Wall Street Sounds Bond Warning as Holdings Shift Sparks Concern
This article by Alexandra Scaggs for Bloomberg may be of interest to subscribers. Here is a section:
“The problem is on the days when you need liquidity, it probably won't be there,'' said Cohn at a Deutsche Bank investor conference on Tuesday.
Large Wall Street banks, or dealers, are carrying a smaller share of bonds on their books, as regulations restrict the capital they can hold on their balance sheets. Money managers, meanwhile, are holding a lot more of them. Dealer inventories dropped by 27 percent between 2007 and early 2015 while assets held by bond mutual funds and exchange-traded funds almost doubled.
This article contained an interesting chart of the holders of Treasury bonds. In Boston a few years ago, Prudential had a poster beside the river proclaiming they managed a trillion Dollars. I remember thinking “What do they own?” The easy answer was bonds.
No one talks about yield to maturity anymore because momentum has been the only game in town for the last five years. However it is worth considering that bond funds do not have a yield to maturity. They have to constantly buy and sell bonds to manage the portfolio’s duration. This means they have issues as prices fall and they cannot hold to maturity.

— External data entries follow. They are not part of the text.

PR #404, opened 2025-07-30
`PackedData` is memory-type agnostic

madsbk:
The gpu data of `PackedData` is now a `Buffer`, which can both host or device memory.

This means that we don't have to _unspill_ gpu data before inserting it into the shuffler. But for now, `Shuffler::extract()` unspill the buffer so consumers like `unpack_and_concat()` doesn't have to provide a memory reservation.

The shuffler and the partitioning functions how takes a `BufferResource` instead of a memory resource.

### DIFF
--- a/cpp/include/rapidsmpf/buffer/packed_data.hpp
+++ b/cpp/include/rapidsmpf/buffer/packed_data.hpp
@@ -10,6 +10,8 @@
 
 #include <rmm/device_buffer.hpp>
 
+#include <rapidsmpf/buffer/buffer.hpp>
+#include <rapidsmpf/buffer/resource.hpp>
 #include <rapidsmpf/error.hpp>
 
 namespace rapidsmpf {
@@ -22,39 +24,42 @@ namespace rapidsmpf {
  */
 struct PackedData {
     std::unique_ptr<std::vector<std::uint8_t>> metadata;  ///< The metadata
-    std::unique_ptr<rmm::device_buffer> gpu_data;  ///< The gpu data
+    std::unique_ptr<Buffer> gpu_data;  ///< The gpu data
 
-    /**
-     * @brief Construct packed data from metadata and gpu data, taking ownership.
-     *
-     * @param meta The metadata
-     * @param data The gpu data
-     */
     PackedData(
-        std::unique_ptr<std::vector<std::uint8_t>>&& meta,
-        std::unique_ptr<rmm::device_buffer>&& data
+        std::unique_ptr<std::vector<std::uint8_t>> metadata,
+        std::unique_ptr<Buffer> gpu_data
     )
-        : metadata{std::move(meta)}, gpu_data{std::move(data)} {
-        RAPIDSMPF_EXPECTS(
-            metadata != nullptr || gpu_data != nullptr,
-            "Metadata or GPU data must be non-null"
-        );
+        : metadata{std::move(metadata)}, gpu_data{std::move(gpu_data)} {}
 
-        RAPIDSMPF_EXPECTS(
-            (metadata->size() > 0 || gpu_data->size() == 0),
-            "Empty Metadata and non-empty GPU data is not allowed"
-        );
+    PackedData(
+        std::unique_ptr<std::vector<std::uint8_t>> metadata,
+        std::unique_ptr<rmm::device_buffer> gpu_data,
+        BufferResource* br,
+        rmm::cuda_stream_view stream,
+        std::shared_ptr<Buffer::Event> event = nullptr
+    )
+        : PackedData(std::move(metadata), br->move(std::move(gpu_data), stream, event)) {}
+
+    PackedData(
+        std::unique_ptr<std::vector<std::uint8_t>> metadata,
+        std::unique_ptr<rmm::device_buffer> gpu_data,
+        BufferResource* br
+    )
+        : metadata{std::move(metadata)} {
+        auto stream = gpu_data->stream();
+        this->gpu_data = br->move(std::move(gpu_data), stream);
     }
 
-    /**
-     * @brief Construct an empty PackedData object.
-     *
-     * This constructor initializes both the metadata and GPU data to empty
-     * buffers.
-     */
-    PackedData()
-        : metadata{std::make_unique<std::vector<std::uint8_t>>()},
-          gpu_data{std::make_unique<rmm::device_buffer>()} {}
+    // /**
+    //  * @brief Construct an empty PackedData object.
+    //  *
+    //  * This constructor initializes both the metadata and GPU data to empty
+    //  * buffers.
+    //  */
+    // PackedData()
+    //     : metadata{std::make_unique<std::vector<std::uint8_t>>()},
+    //       gpu_data{std::make_unique<rmm::device_buffer>()} {}
 
     ~PackedData() = default;
 
@@ -76,7 +81,7 @@ struct PackedData {
      * @return True if the packed data is empty, false otherwise.
      */
     [[nodiscard]] bool empty() const {
-        return metadata->empty() && gpu_data->size() == 0;
+        return metadata->empty() && gpu_data->size == 0;
     }
 };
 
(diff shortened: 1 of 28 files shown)


cpp/include/rapidsmpf/buffer/packed_data.hpp
```diff
@@ -22,39 +24,39 @@ namespace rapidsmpf {
  */
 struct PackedData {
     std::unique_ptr<std::vector<std::uint8_t>> metadata;  ///< The metadata
-    std::unique_ptr<rmm::device_buffer> gpu_data;  ///< The gpu data
+    std::unique_ptr<Buffer> gpu_data;  ///< The gpu data
```
wence-, line 27: *nit*: should we just call this `data` now? It might never have been on gpu.

cpp/include/rapidsmpf/buffer/packed_data.hpp
```diff
@@ -22,39 +24,39 @@ namespace rapidsmpf {
...
+    /// @brief Default constructor
+    PackedData() = default;
 
     /**
-     * @brief Construct packed data from metadata and gpu data, taking ownership.
+     * @brief Construct from metadata and gpu data.
```
wence-, line 32:
```suggestion
     * @brief Construct from metadata and gpu data, taking ownership.
```
This still takes ownership of the provided objects.

cpp/include/rapidsmpf/shuffler/shuffler.hpp
```diff
@@ -234,9 +234,7 @@ class Shuffler {
      * @param stream The CUDA stream for BufferResource memory operations.
      * @param event The event to use for the new chunk.
```
wence-, line 235: These parameters don't exist any more.
```suggestion
```

cpp/include/rapidsmpf/buffer/packed_data.hpp
```diff
@@ -22,39 +24,39 @@ namespace rapidsmpf {
...
-        : metadata{std::make_unique<std::vector<std::uint8_t>>()},
-          gpu_data{std::make_unique<rmm::device_buffer>()} {}
+    PackedData(
+        std::unique_ptr<std::vector<std::uint8_t>> metadata,
+        std::unique_ptr<rmm::device_buffer> gpu_data,
+        rmm::cuda_stream_view stream,
+        BufferResource* br,
+        std::shared_ptr<Buffer::Event> event = nullptr
+    )
+        : PackedData(std::move(metadata), br->move(std::move(gpu_data), stream, event)) {}
```
wence-, line 59: Since the device buffer is on GPU, is the idea with this move that we _might_ spill to host (hence the stream/event)?

cpp/src/integrations/cudf/partition.cpp
```diff
@@ -78,37 +83,45 @@ std::unordered_map<shuffler::PartID, PackedData> partition_and_pack(
...
     RAPIDSMPF_NVTX_FUNC_RANGE();
     RAPIDSMPF_MEMORY_PROFILE(statistics);
     std::unordered_map<shuffler::PartID, PackedData> ret;
-    auto packed = cudf::contiguous_split(table, splits, stream, mr);
+    auto packed = cudf::contiguous_split(table, splits, stream, br->device_mr());
     for (shuffler::PartID i = 0; static_cast<std::size_t>(i) < packed.size(); i++) {
         auto pack = std::move(packed[i].data);
-        ret.emplace(i, PackedData(std::move(pack.metadata), std::move(pack.gpu_data)));
+        ret.emplace(
+            i, PackedData(std::move(pack.metadata), std::move(pack.gpu_data), stream, br)
```
wence-, line 115: Previously we would never spill at this point, now there is an opportunity to do so?

cpp/include/rapidsmpf/buffer/packed_data.hpp
```diff
@@ -74,9 +76,16 @@ struct PackedData {
...
+     * @throw std::invalid_argument if metadata and gpu_data is null and non-null.
      */
     [[nodiscard]] bool empty() const {
-        return metadata->empty() && gpu_data->size() == 0;
+        RAPIDSMPF_EXPECTS(
+            (!metadata) == (!gpu_data),
+            "the metadata and gpu_data pointers cannot be null and non-null",
+            std::invalid_argument
+        );
+        return metadata->empty() && gpu_data->size == 0;
```
wence-, line 88: *question*: Can a packed data ever have both `metadata` and `gpu_data` as nullptr?

cpp/tests/test_shuffler.cpp
```diff
@@ -20,6 +20,7 @@
 #include <rapidsmpf/utils.hpp>
 
 #include "environment.hpp"
+#include "rapidsmpf/buffer/buffer.hpp"
```
wence-, line 23:
```suggestion
#include <rapidsmpf/buffer/buffer.hpp>
```

And then move it up.

cpp/tests/test_chunk.cpp
```diff
@@ -40,15 +40,16 @@ namespace {
...
+    BufferResource* br
 ) {
     auto metadata_ptr =
         std::make_unique<std::vector<uint8_t>>(metadata.begin(), metadata.end());
     auto data_ptr = std::make_unique<rmm::device_buffer>(data.size(), stream);
     RAPIDSMPF_CUDA_TRY(
         cudaMemcpy(data_ptr->data(), data.data(), data.size(), cudaMemcpyHostToDevice)
     );
-    return PackedData{std::move(metadata_ptr), std::move(data_ptr)};
+    return PackedData{std::move(metadata_ptr), std::move(data_ptr), stream, br};
```
wence-, line 52: I _think_ I would prefer if the `PackedData` ctor were trivial and the conversion into `Buffer` (from `device_buffer`)  was explicit. i.e. here:

```
auto buf = br->move_from_device_buffer(data_ptr, stream);r

return PackedData{std::move(metadata), std::move(buf)};
```
WDYT?

cpp/src/buffer/resource.cpp
```diff
@@ -141,6 +141,17 @@ std::unique_ptr<rmm::device_buffer> BufferResource::move_to_device_buffer(
...
 }
 
+std::unique_ptr<rmm::device_buffer> BufferResource::move_to_device_buffer(
+    std::unique_ptr<Buffer> buffer
+) {
+    RAPIDSMPF_EXPECTS(
+        buffer->mem_type() == MemoryType::DEVICE,
+        "cannot move between memory types without a reservation",
+        std::invalid_argument
+    );
```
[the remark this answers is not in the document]
madsbk: Good point, removed

cpp/tests/test_chunk.cpp
madsbk: good idea, done

cpp/tests/test_shuffler.cpp
madsbk: done

cpp/include/rapidsmpf/buffer/packed_data.hpp
madsbk: I still like to use `gpu_data`. It might not be located on device, but it is still gpu data?

cpp/include/rapidsmpf/buffer/packed_data.hpp
```diff
@@ -22,39 +24,39 @@ namespace rapidsmpf {
...
-        : metadata{std::move(meta)}, gpu_data{std::move(data)} {
-        RAPIDSMPF_EXPECTS(
-            metadata != nullptr || gpu_data != nullptr,
-            "Metadata or GPU data must be non-null"
-        );
-
-        RAPIDSMPF_EXPECTS(
-            (metadata->size() > 0 || gpu_data->size() == 0),
-            "Empty Metadata and non-empty GPU data is not allowed"
-        );
```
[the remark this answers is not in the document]
madsbk: done

madsbk:
Thanks @wence- and @nirandaperera, it is ready for another review round

cpp/src/integrations/cudf/partition.cpp
wence-: Ah ok, it's only `br->move`s with a memory reservation that might spill?

madsbk: yes!

cpp/include/rapidsmpf/buffer/packed_data.hpp
madsbk: Good point, done

wence- (approved):

madsbk:
Thanks @wence-  @nirandaperera

PR #408, opened 2025-07-31
Remove `RegisterRank` control op from UCXX communicator

pentschev:
The `RegisterRank` control operation was initially added as an optimization, where a UCX endpoint handle (in the listener callback) would be associated to the rank before the UCXX endpoint was made available and properly registered. In practice that never occurs, `associate_endpoint_rank` only completes after `get_endpoint(rank, ucxx_endpoint)` is called on both processes that communicate with each other, and that would cause `rank_to_endpoint_`. Overwriting `rank_to_endpoint_` per se wouldn't be a problem, but there was also an error in the `RegisterRank` message where the remote rank would be sent to the remote endpoint (`rank`) instead of the local endpoint (`shared_resources_->rank()`).

The number of endpoints being created before and after changes contained here remain the same, in tests exactly `N^2` endpoints are created, for example running `4` ranks incurs in exactly `16` endpoints being created, therefore in practice this change is a no-op for existing use cases. The case where the existing implementation is problematic only happens when a rank communicates to self which was previously unused/unsupported.

Ultimately, this change also makes the implementation simpler and easier to understand.

### DIFF
--- a/cpp/src/communicator/ucxx.cpp
+++ b/cpp/src/communicator/ucxx.cpp
@@ -219,8 +219,14 @@ class SharedResources {
     void register_listener(std::shared_ptr<::ucxx::Listener> listener) {
         std::lock_guard<std::mutex> lock(listener_mutex_);
         auto worker = std::dynamic_pointer_cast<::ucxx::Worker>(listener->getParent());
-        rank_to_listener_address_[rank_] =
-            ListenerAddress{.address = worker->getAddress(), .rank = rank_};
+        RAPIDSMPF_EXPECTS(
+            rank_to_listener_address_
+                .emplace(
+                    rank_, ListenerAddress{.address = worker->getAddress(), .rank = rank_}
+                )
+                .second,
+            "listener for given rank already exists"
+        );
         listener_ = std::move(listener);
     }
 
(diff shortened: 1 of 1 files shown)


cpp/src/communicator/ucxx.cpp
```diff
@@ -241,26 +239,12 @@ class SharedResources {
...
-     *
-     * Associate a previously registered endpoint to a specific rank.
-     *
-     * @param rank The rank to register the endpoint for.
-     * @param endpoint_handle The handle of the endpoint to register.
-     */
-    void associate_endpoint_rank(Rank const rank, ucp_ep_h const endpoint_handle) {
-        std::lock_guard<std::mutex> lock(endpoints_mutex_);
-        rank_to_endpoint_[rank] = endpoints_[endpoint_handle];
+        endpoints_[endpoint->getHandle()] = endpoint;
```
nirandaperera, line 247: Shall we add some overwrite protection here? 
```suggestion
       RAPIDSMPF_EXPECTS(endpoints_.emplace(endpoint->getHandle(), std::move(endpoint)), "endpoint handle already exists");
```

nirandaperera: same goes to L234-235. I feel like it'll make things fail fast if some things behave unexpectedly.

nirandaperera (changes requested):

cpp/src/communicator/ucxx.cpp
pentschev: Done in https://github.com/rapidsai/rapidsmpf/pull/408/commits/f02fa1881904eaf293cb50370bbbf96826cf847a

nirandaperera (approved):
LGTM

PR #413, opened 2025-08-05
Shuffle.extract(): don't unspill extracted partitions

madsbk:
Instead of implicit unspilling, use `unspill_partitions()`.


madsbk:
Thanks @nirandaperera

Issue #421, opened 2025-08-08
Segmentation fault from `Statistics.get_stat` with invalid statistic name


TomAugspurger:
```python

from rapidsmpf.statistics import Statistics
stats = Statistics(enable=True)
stats.get_stat('segfault')
```

segfaults with

```
terminate called after throwing an instance of 'std::out_of_range'
  what():  map::at
Aborted (core dumped)
```

PR #423, opened 2025-08-08
Fixed exception handling in Statistics.get_stat

TomAugspurger:
This fixes the segfault during `Statistics.get_stat`. Previously, these methods were marked as `nogil`, but we need to catch the C++ `std::out_of_range` so now they are `except +`.

Now we'll raise a `KeyError` instead of segfaulting.

Also fixes an issue with the type on `cpp_get_statistic_value`, which should be a double rather than a size_t.

Closes https://github.com/rapidsai/rapidsmpf/issues/421

### DIFF
--- a/python/rapidsmpf/rapidsmpf/statistics.pyx
+++ b/python/rapidsmpf/rapidsmpf/statistics.pyx
@@ -23,14 +23,14 @@ cdef extern from *:
     ) {
         return stats.get_stat(name).count();
     }
-    std::size_t cpp_get_statistic_value(
+    double cpp_get_statistic_value(
         rapidsmpf::Statistics const& stats, std::string const& name
     ) {
         return stats.get_stat(name).value();
     }
     """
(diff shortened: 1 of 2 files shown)


python/rapidsmpf/rapidsmpf/statistics.pyx
```diff
@@ -23,14 +23,14 @@ cdef extern from *:
...
+    double cpp_get_statistic_value(
         rapidsmpf::Statistics const& stats, std::string const& name
     ) {
         return stats.get_stat(name).value();
     }
     """
-    size_t cpp_get_statistic_count(cpp_Statistics stats, string name) nogil
-    double cpp_get_statistic_value(cpp_Statistics stats, string name) nogil
+    size_t cpp_get_statistic_count(cpp_Statistics stats, string name) except +
+    double cpp_get_statistic_value(cpp_Statistics stats, string name) except +
```
wence-, line 33: We do still need to drop the gil because accessing the statistics acquires a lock, so this can now deadlock due to lock ordering.

PR #424, opened 2025-08-08
[MINOR] Add proper shuffler shutdown for c++ tests 

nirandaperera:
This PR adds proper shuffler shutdown order in shuffler tests.

### DIFF
--- a/cpp/tests/test_shuffler.cpp
+++ b/cpp/tests/test_shuffler.cpp
@@ -356,6 +356,8 @@ class ConcurrentShuffleTest
             stream,
             br.get()
         ));
+
+        shuffler.shutdown();
     }
 
     template <typename InsertFn, typename InsertFinishedFn>
@@ -365,17 +367,19 @@ class ConcurrentShuffleTest
 
         for (int t_id = 0; t_id < num_shufflers; t_id++) {
             // pass a copy of the insert_fn and insert_finished_fn to each thread
-            futures.push_back(std::async(
-                std::launch::async,
-                [this,
-                 t_id,
-                 insert_fn1 = insert_fn,
-                 insert_finished_fn1 = insert_finished_fn] {
-                    ASSERT_NO_FATAL_FAILURE(this->RunTest(
-                        t_id, std::move(insert_fn1), std::move(insert_finished_fn1)
-                    ));
-                }
-            ));
+            futures.push_back(
+                std::async(
+                    std::launch::async,
+                    [this,
+                     t_id,
+                     insert_fn1 = insert_fn,
+                     insert_finished_fn1 = insert_finished_fn] {
+                        ASSERT_NO_FATAL_FAILURE(this->RunTest(
+                            t_id, std::move(insert_fn1), std::move(insert_finished_fn1)
+                        ));
+                    }
+                )
+            );
         }
 
         for (auto& f : futures) {
@@ -475,9 +479,9 @@ class ShuffleInsertGroupedTest
 
         stream = cudf::get_default_stream();
 
-        progress_thread =
-            std::make_shared<rapidsmpf::ProgressThread>(GlobalEnvironment->comm_->logger()
-            );
+        progress_thread = std::make_shared<rapidsmpf::ProgressThread>(
+            GlobalEnvironment->comm_->logger()
+        );
 
         GlobalEnvironment->barrier();
     }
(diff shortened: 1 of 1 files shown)


cpp/tests/test_shuffler.cpp
```diff
@@ -364,19 +365,17 @@ class ConcurrentShuffleTest
...
+                std::launch::async,
+                [this,
+                 t_id,
+                 insert_fn1 = insert_fn,
+                 insert_finished_fn1 = insert_finished_fn] {
+                    ASSERT_NO_FATAL_FAILURE(this->RunTest(
+                        t_id, std::move(insert_fn1), std::move(insert_finished_fn1)
+                    ));
+                }
+            ));
```
pentschev, line 378: Are all these formatting changes coming from your IDE and not pre-commit? Are they necessary?

nirandaperera: sorry. No it was coming from the IDE. I think my clangformat in the cursor is different from the precommit params. I'll check that

cpp/tests/test_shuffler.cpp
```diff
@@ -173,8 +173,6 @@ void test_shuffler(
             sort_table(result), sort_table(expect_partitions[finished_partition])
         );
     }
-
-    shuffler.shutdown();
```
pentschev, line 177: IIRC, this was very much needed to ensure proper synchronization, maybe we'll need at least a `barrier()`, but let's see.

cpp/tests/test_shuffler.cpp
```diff
@@ -355,6 +356,8 @@ class ConcurrentShuffleTest
             stream,
             br.get()
         ));
+
+        shuffler.shutdown();
```
pentschev, line 360: Not sure I follow, why did `shutdown()` was removed from `test_shuffler` to be added here?

cpp/tests/test_shuffler.cpp
```diff
@@ -484,22 +487,13 @@ class ShuffleInsertGroupedTest
...
-        // function is marked as done. This is important to ensure that the test does
-        // not hang.
-        progress_thread->resume();
-
-        if (shuffler) {
-            shuffler->shutdown();
-        }
-
-        progress_thread->stop();
+        progress_thread = nullptr;
```
pentschev, line 490: I think the `progress_thread` will not stop if `shuffler` isn't stopped, will it?

cpp/tests/test_shuffler.cpp
nirandaperera: Shuffler is shutdown where it was created or if its a class member, during the `TearDown` method.

cpp/tests/test_shuffler.cpp
nirandaperera: Yes, shuffler is stopped at the end of the test run (inside the test case)

cpp/tests/test_shuffler.cpp
```diff
@@ -666,6 +661,9 @@ TEST_P(ShuffleInsertGroupedTest, InsertPackedDataNoHeadroom) {
     // resume progress thread - this will guarantee that shuffler progress function is
     // marked as done. This is important to ensure that the test does not hang.
     progress_thread->resume();
+
+    shuffler.reset();
+    br.reset();
```
wence-, line 666: This must be wrong, otherwise our RAII destructors are broken. What is this for?

nirandaperera: > This must be wrong, otherwise our RAII destructors are broken. 

@wence- Sorry, could you clarify this comment?

> What is this for?

Previously `br` and `shuffler` were class members, and their destruction happened during the test object destruction. Since we don't create the objects during `Setup`, I thought its best to move the creation and destruction inside the test impl.

wence- (changes requested):

cpp/tests/test_shuffler.cpp
nirandaperera: I understand. This was just to explicitly indicate that shuffler is shutdown. It's more verbose and easy to follow. 

But its fine. I'll remove this line.

cpp/tests/test_shuffler.cpp
nirandaperera: @madsbk I understand. I was trying to be more explicit. But that's fine, I'll remove these lines.

PR #426, opened 2025-08-11
fix `RAPIDSMPF_BUILD_EXAMPLES`

madsbk:
Fix the `RAPIDSMPF_BUILD_EXAMPLES` option, which we were ignoring. 
Also some minor clean up.


bdice:
For a bit of context on the above -- typically we don't run `clang-tidy` as a pre-commit hook because it usually requires building the project (or a pre-built project, with `compile_commands.json`, or similar).

What we do instead with RAPIDS projects is to run a separate CI job for clang-tidy. Here are the relevant files/configs for cudf. I believe we have a similar setup for cuml and maybe other repos too.

- https://github.com/rapidsai/cudf/blob/314dcbc72feda715830815a74a0ad3f91ae493e1/.github/workflows/pr.yaml#L145-L152
- https://github.com/rapidsai/cudf/blob/314dcbc72feda715830815a74a0ad3f91ae493e1/ci/cpp_linters.sh
- https://github.com/rapidsai/cudf/blob/314dcbc72feda715830815a74a0ad3f91ae493e1/cpp/CMakeLists.txt#L90-L92
- https://github.com/rapidsai/cudf/blob/314dcbc72feda715830815a74a0ad3f91ae493e1/cpp/.clang-tidy

PR #427, opened 2025-08-11
Prevent installing OpenMPI with broken CUDA

pentschev:
Current OpenMPI package in conda-forge has broken CUDA support, see https://github.com/conda-forge/openmpi-feedstock/issues/203. Prevent installing the current 5.0.8 version until that's fixed.


pentschev:
Thanks @KyleFromNVIDIA and @wence- .

PR #832, opened 2026-01-29
Move to_device coroutine to TableChunk

wence-:
This utility is generically useful outside of the benchmarks. For naming consistency, we rename it to `make_available`.


madsbk (approved):
Thanks @wence-

PR #834, opened 2026-01-30
Migrate bloom filter and related utilities into rapidsmpf proper

wence-:
So that we can start using this in cudf-polars, migrate the streaming bloom filter construction and application into the main library, rather than just having it in benchmarks.

To hide the cuco bloom filter implementation we introduce an `AlignedBuffer` object that represents an allocation of a certain size with a particular alignment. RMM's `device_buffer` unfortunately does not offer this, and to use the `device_vector<T>` would require us to either expose the cuco type in the API, or bake our own and then have strict aliasing violations.

Using a bloom filter is a two-step process. We construct a (cheaply copyable) `BloomFilter` type to track the number of filter blocks and the hash seed, and then do `build` to build a filter from a channel, followed by `apply` to apply the filter to a channel.

### DIFF
--- a/cpp/include/rapidsmpf/streaming/cudf/bloom_filter.hpp
+++ b/cpp/include/rapidsmpf/streaming/cudf/bloom_filter.hpp
@@ -56,7 +56,6 @@ struct BloomFilter {
      * @param ch_out Output channel receiving a single message containing the bloom
      * filter.
      * @param tag Disambiguating tag to combine filters across ranks.
-     *
      * @return Coroutine representing the construction of the bloom filter.
      */
     [[nodiscard]] Node build(
--- a/cpp/benchmarks/streaming/ndsh/q21.cpp
+++ b/cpp/benchmarks/streaming/ndsh/q21.cpp
@@ -92,7 +92,11 @@ rapidsmpf::streaming::Node read_nation(
         auto stream = ctx->br()->stream_pool().get_stream();
         auto owner = new std::vector<std::any>;
         constexpr auto name = "SAUDI ARABIA";
-        owner->push_back(std::make_shared<cudf::string_scalar>(name, true, stream));
+        owner->push_back(
+            std::make_shared<cudf::string_scalar>(
+                name, /* is_valid = */ true, stream, ctx->br()->device_mr()
+            )
+        );
         owner->push_back(
             std::make_shared<cudf::ast::literal>(
                 *std::any_cast<std::shared_ptr<cudf::string_scalar>>(owner->at(0))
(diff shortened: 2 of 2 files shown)


cpp/src/streaming/cudf/bloom_filter.cpp
```diff
@@ -0,0 +1,143 @@
...
+        cuda_stream_join(chunk_stream, stream, &event);
+        // Reservation for the mask construction and guess at output size.
+        auto res = co_await ctx_->memory(MemoryType::DEVICE)
+                       ->reserve_or_wait(
+                           static_cast<std::size_t>(chunk.table_view().num_rows())
+                                   // TODO: no magic numbers: the hashing algorithm in
+                                   // `contains` below returns an int64 column.
+                                   * (1 + sizeof(std::int64_t))
+                               // Guess at how selective the filter is.
+                               + chunk.data_alloc_size(MemoryType::DEVICE) / 2,
```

The lack of liquidity in the bond markets has been a major topic of conversation over last few months not least because investment banks can no longer hold the same quantity of inventory they once did. As major holders bond funds will not sell until they face redemptions since they often cannot hold cash or are limited by duration concerns from holding short-dated Treasuries. This means that while liquidity might be an issue at present, it is nothing compared to the problem of oversupply that could arise if redemptions hit some of the larger open ended funds and ETFs.
I thought it might be instructive to look at some bond funds:
Pimco’s Total Return ETF has returned to test the region of the December low and has at least paused. A clear upward dynamic will be required to signal more than temporary steadying.
iShares Lehman Aggregate Bond ETF dropped below the 200-day MA in May to break the 18-month progression of higher reaction lows before extending the decline this week. A sustained move above 110 would be required to signal a return to demand dominance.
Vanguard Total Bond Market ETF has also fallen to break a medium-term progression of higher reaction lows.
With Treasury yields pausing today, there is scope for some steadying in the above ETFs but this does not detract from the fact that they have lost uptrend consistency and have a lot to do if they are to repair investor sentiment.